How would they be created and agreed to?
The bargaining process for an FPA can be sparked in several ways. A union can start one if they have the agreement of either 10 per cent of a workforce or 1000 employees. They can also meet a ‘‘public interest test’’ that is yet to be set.
If they meet one of these tests, bargaining between the union (or unions) and the employers begins. The Government will fund both sides with $50,000 and employers must allow employees two twohour paid meetings during the bargaining.
Businesses are generally expected to bargain through their peak bodies like BusinessNZ or another peak group.
If the two sides agree on something, then the FPA goes out for ratification, with both employees and employers voting.
Employers get as many votes as they have employees that would be covered, with slightly more if they have less than 20 employees. During bargaining, strikes and other industrial action will be prohibited.
If agreement can’t be reached, or ratification votes fail twice, the Employment Relations Authority will set the terms of the FPA. An FPA will become a sort-of law after it is agreed to – the Ministry of Business, Innovation and Employment (MBIE) will create a ‘‘legislative instrument’’ that makes the agreement legally binding.
Employers who breach the terms of a FPA could be fined and even banned from employing people.
Why bring in FPAs?
Labour says this system will lead to better pay, conditions and productivity – particularly for low-wage sectors like cleaning.
Wood, the Workplace Relations Minister, said the system would help workers as well as employers, because ‘‘cowboy’’ employers that undercut everyone else by treating their employees badly or paying them bad wages won’t be able to do so.
Instead, he is keen to see businesses compete on things other than labour costs – so on offering a better or more efficient service or product.
Underlying it all though is that Labour sees a problem with the fact that as collective bargaining has withered away, workers’ share of national income has dropped too – even as productivity has grown.
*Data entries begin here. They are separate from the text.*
Issue #1956, opened 2022-12-08
PDF export not working for Amharic


timoludwig:
### Describe the Bug

The alphabet of Amharic is not supported by our PDF export at the moment

### Steps to Reproduce

1. Go to a page in Amharic, e.g. https://integreat.app/nuernberg/am/%E1%89%A3%E1%88%85%E1%88%8D/%E1%89%A3%E1%88%85%E1%88%8B%E1%8B%8A-%E1%8A%A0%E1%8B%B5%E1%88%AB%E1%88%BE%E1%89%BD
2. Export as PDF
3. See broken PDF

### Expected Behavior

We should support all languages in our ecosystem

### Actual Behavior

Amharic alphabet does not work

### Additional Information

https://cms.integreat-app.de/pdf/c94ef6023a/Integreat%20-%20Amharisch%20-%20%E1%89%A3%E1%88%85%E1%88%8B%E1%8B%8A%20%E1%8A%A0%E1%8B%B5%E1%88%AB%E1%88%BE%E1%89%BD.pdf
![Screenshot (866)](https://user-images.githubusercontent.com/16021269/206446947-41591a1d-512c-4c1b-95da-bfcc92f0a015.png)

PR #1707, opened 2022-09-20
Fix Cyrillic TOC

MizukiTemma:
### Short description

This PR tries to solve the problem that table of content in cyrillic letters is not shown in exported PDF.

Though there is an on-going discussion about PDF (library), I open this PR because this issue is probably urgent for the current situation.

### Proposed changes

- Replace the font set with a version which includes also cyrillic.
- Raleway font is used as before, but this does not support greek letters (also as before). The problem stays unsolved for greek letters but will be sloved for cyrillic. 

### Side effects

- so for not known

### Resolved issues

Fixes: #1532 

<hr>

[Pull Request Review Guidelines](https://digitalfabrik.github.io/integreat-cms/pull-request-review-guide.html)

PR #1961, opened 2022-12-09
Add Amharic font and fix PDF export

MizukiTemma:
### Short description

This PR adds a font set for Amharic language so that PDF export in this language works.

The approach is the same with #1707 .

Attension: if you have exported some broken Amharic PDFs to reproduce the problem in other branches, please delete those PDFs in the folder integreat_cms/pdf/. Otherwise they stay cashed.

### Proposed changes

- Add the set of noto-sans-ethiopic. 

### Side effects

- hopefully none.

It's probably better to list all the languages accross all the regions and check whether they are all covered by our PDF feature, to prevent the same bug in future.

### Resolved issues

Fixes: #1956 


integreat_cms/static/src/fonts/noto-sans-ethiopic/noto-sans-ethiopic.css
```diff
@@ -0,0 +1,35 @@
...
+    src: url("./noto-sans-ethiopic-v42-latin-ext_latin_ethiopic-regular.eot"); /* IE9 Compat Modes */
+    src: local("Noto Sans Ethiopic"), local("NotoSansEthiopic-Regular"),
+        /* Local installed font */ url("./noto-sans-ethiopic-v42-latin-ext_latin_ethiopic-regular.eot?#iefix")
+            format("embedded-opentype"),
+        /* IE6-IE8 */ url("./noto-sans-ethiopic-v42-latin-ext_latin_ethiopic-regular.woff2") format("woff2"),
+        /* Super Modern Browsers */ url("./noto-sans-ethiopic-v42-latin-ext_latin_ethiopic-regular.woff") format("woff"),
+        /* Modern Browsers */ url("./noto-sans-ethiopic-v42-latin-ext_latin_ethiopic-regular.ttf") format("truetype"); /* Safari, Android, iOS */
+}
+
+/* noto-sans-sc-700 - chinese-simplified */
```
JoeyStk, line 23: I think this is just a copy-paste-issue. I think it's supposed to be "ethiopic -  simplified" or even "amharic-simplified", since their are a few languages spoken in Ethiopia which we might integrate in our system

JoeyStk (approved):
Thank you so much. This is an important feature for our CMS! 
I only found one tiny thing. Other than that the PDF export worked as expected :)

integreat_cms/static/src/fonts/noto-sans-ethiopic/noto-sans-ethiopic.css
MizukiTemma: Oh 😓 Yes, this was looked over. I'll change it to "ethiopic".
(I've chosen the term "ethiopic" since the font set is called so. If you think "it's better to use the term "amharic", I'll change them.)

timoludwig (approved):
If you want to, you could also add a language tree node and a page translation in Amharic, which would enable us to use this language in the tests, and then we could add another test PDF for this language.
But that's optional :wink:

MizukiTemma:
That's a good idea 😃 
I'll do it but in a separate PR so this one can be merged asap.

Issue #1945, opened 2022-12-07
Make message and button in list and form of page/event/poi uniform for observer users


MizukiTemma:
### Motivation

For users with observer roll, a message "You don't have the permission to edit or create pages/events." will be shown when they open the event list or poi list, and they are also not allowed to type anything in the form when they open a page or event. However the message will not be shown in the location list and they can type in a location form.

Furthermore, the create page button is hidden for them in the page list, but the create button in event and location list is disabled but shown.

### Proposed Solution

- Add the message in the location list.
- Disable the location form for observer users.
- Hide the create buttons in event and location lists.

### Additional Context

To see those behaviours, log in as observer user (for example as Region Observer, which is given in the default data).

PR #1966, opened 2022-12-12
Make events, pois and pages uniform for observer users

david-venhoff:
### Short description

There are some inconsistencies regarding the poi/event/page forms and list views for observer users.
This pr tries to fix that.

### Proposed changes

- Add no editing permission message to the location list view
- Disable the location form for users without editing permission
- Hide the create new poi/event buttons for users without the create object permission
- Don't show invalid warning in the event form for users without publishing and editing permissions

### Side effects

/

### Resolved issues

Fixes: #1945 

### DIFF
--- a/CHANGELOG.md
+++ b/CHANGELOG.md
@@ -1,6 +1,8 @@
 UNRELEASED
 ----------
 
+* [ [#1945](https://github.com/digitalfabrik/integreat-cms/issues/1945) ] Make message and button in list and form of page/event/poi uniform for observer users
+
 
 2022.12.2
 ---------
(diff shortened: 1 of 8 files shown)


JoeyStk (changes requested):
First of all, thank you a lot for this PR. I wasn't sure, if the PR is already up for review, but since it's not a draft I was guessing yes. 
So I think the functionality is there already and working as expected. All three requirements that were defined in the issue are met and work on my machine.
Other than that I only have thoughts on the failed test and I think you could squash your commit history a little bit, but I'm guessing that you already have an eye on that

JoeyStk (approved):
Thank you for updating, I think this looks good now! :)

MizukiTemma (changes requested):
Thank you for your PR 🙂 It looks nice.

I have only a small suggestion.

MizukiTemma (approved):
Thank you! very cool 🚀 

After squashing the commits, it's ready for merge 😃

Issue #1736, opened 2022-10-05
Fields for page-specific permissions are inconsistently named


timoludwig:
### Motivation

The fields for page-specific permissions of the `Page` model:

- The `editors` field contains all users who have the permission to edit (but not publish) the page:
   https://github.com/digitalfabrik/integreat-cms/blob/d68c72f9274ec0d7691dc914250194ac062691a1/integreat_cms/cms/models/pages/page.py#L159-L170
- The `publishers` field contains all users who have the permission to edit and publish the page:
   https://github.com/digitalfabrik/integreat-cms/blob/d68c72f9274ec0d7691dc914250194ac062691a1/integreat_cms/cms/models/pages/page.py#L171-L182

### Proposed Solution

Since our roles are called ["Author"](https://github.com/digitalfabrik/integreat-cms/blob/d68c72f9274ec0d7691dc914250194ac062691a1/integreat_cms/cms/constants/roles.py#L20) for the users who have the permission to edit (but not publish) a page and ["Editor"](https://github.com/digitalfabrik/integreat-cms/blob/d68c72f9274ec0d7691dc914250194ac062691a1/integreat_cms/cms/constants/roles.py#L19) for the users who have the permission to edit & publish the page, I suggest to rename
- `editors` to `authors` and
- `publishers` to `editors`.

### Additional Context

Make sure that the data migration preserves existing users in these fields (so the renaming should not lead to privilege escalations of the users specified in the `editors` field).

PR #1971, opened 2022-12-14
Rename role names

JoeyStk:
### Short description
Rename two role names

### Proposed changes

- Rename editors to authors
- Rename publishers to editors

### Side effects
I hope none

### Resolved issues

Fixes: #1736 


integreat_cms/cms/forms/pages/page_form.py
```diff
@@ -181,10 +181,10 @@ def _clean_cleaned_data(self):
 
     def get_editor_queryset(self):
```
david-venhoff, line 182: Maybe this function should be renamed? Right now I find it a bit confusing since it does not actually return the page editors anymore

integreat_cms/cms/forms/pages/page_form.py
```diff
@@ -202,16 +202,16 @@ def get_editor_queryset(self):
         )
         if self.instance.id:
             users_without_permissions = users_without_permissions.difference(
-                self.instance.editors.all()
+                self.instance.authors.all()
             )
         return users_without_permissions
 
     def get_publisher_queryset(self):
```
david-venhoff, line 209: Same here

integreat_cms/cms/rules.py
```diff
@@ -26,7 +26,7 @@
 @predicate
 def is_page_editor(user, page):
```
david-venhoff, line 27: These two methods could probably also get renamed

david-venhoff (commented):
Thanks! I tested the pr and it mostly works, but I found a problem with the migration: If a user has a page-specific permission to edit (not publish) a page then after the migration the user will have permission to also publish the page. This is because the `editors` field changes its meaning but keeps the same list of users. 
What should happen I think is that the users of the old `editor` field should get added to the `author` field and users of the `publisher` field should get added to the new `editors` field

david-venhoff (commented):
I think for consistency the other editor & publisher occurences in the top-comment in this file could also be changed, 
https://github.com/digitalfabrik/integreat-cms/blob/1e7e04e6ac81be0f8542e02276919560be9a4247/integreat_cms/cms/rules.py

integreat_cms/cms/templates/pages/_page_permission_table.html
```diff
@@ -74,11 +74,11 @@
...
 </div>
 <div class="w-full flex flex-wrap mt-2">
-    {% render_field page_form.publishers %}
+    {% render_field page_form.editors %}
     <button class="btn grant-page-permission mt-2 w-full"
             data-url="{% url 'grant_page_permission_ajax' region_slug=request.region.slug %}"
             data-page-id="{{ page.id }}"
             data-permission="publish">
-        <i icon-name="plus-circle" class="mr-2"></i> {% translate "Add to editors" %}
+        <i icon-name="plus-circle" class="mr-2"></i> {% translate "Add to authors" %}
```
timoludwig, line 82:
```suggestion
        <i icon-name="plus-circle" class="mr-2"></i> {% translate "Add to editors" %}
```
In this particular case, the string was already correct (this is the text shown in the GUI which was fixed earlier)...

integreat_cms/cms/migrations/0055_alter_author_and_editor_role_name.py
```diff
@@ -0,0 +1,43 @@
...
+from django.db import migrations, models
+
+
+class Migration(migrations.Migration):
+    """
+    Add a migration to rename the author and editor roles for more consistency
+    """
+
+    dependencies = [
+        ("cms", "0054_user_totp_key"),
```
timoludwig, line 13:
```suggestion
        ("cms", "0055_track_region_deepl_api_usage"),
```

timoludwig (changes requested):
Thanks! :+1:

A few things were still missing, have a look at my suggestions below.

Also, there is this documentation patch which needs to be adapted as well:
https://github.com/digitalfabrik/integreat-cms/blob/develop/sphinx/patches/cms.diff

MizukiTemma:
@JoeyStk 

I fixed some fields that were not adjusted to the new role names so the test runs successfully.
If I have overlooked any logic or constraints and this is really not a solution, please drop the last 2 commits (I hope in this case the rebase won't harm anything at least).

david-venhoff (approved):
Thanks, I think this is good to go :rocket:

As a proportion of overall net income in New Zealand, wages and salaries peaked at just over 70 per cent in the early 1980s, before dropping to just below 60 per cent in the late 2010s.
The system is similar to Australia’s Modern Awards System, where workers generally receive better pay than in New Zealand.
Ironically, Labour has built this proposal around a report from a working group led by former National Party prime minister Jim Bolger, whose law changes in the early 1990s decimated union membership and collective bargaining.
Why are people against them?
Employer groups are extremely against FPAs, which would drastically reduce their power.
Kirk Hope, chief executive of BusinessNZ, argued the new system essentially forces all businesses into the same mould and takes away the ability for businesses to walk away from bargaining.
‘‘Any pay deals reached would not be fair because the process is essentially compulsory – employers would be required to agree to what unions wanted, with compulsory arbitration if they didn’t,’’ Hope said.
The Employers and Manufacturing Association head Brett O’Riley said FPAs would make businesses less flexible, less resilient and less productive – which could lead to some businesses shutting up shop or hiring fewer people.
‘‘Our concern is that FPAs will result in higher wages and the solution for businesses will be to cut down their workforce or, in the case of already struggling manufacturers and [small businesses], they may have to shut up shop,’’ O’Riley said.
National Party MP and workplace relations spokesman Scott Simpson echoed those concerns and promised National would repeal the system if elected.
When is this all happening?
Not for a while. The Government is not intending to introduce legislation until November and it will then go through a full six-month or so legislative process.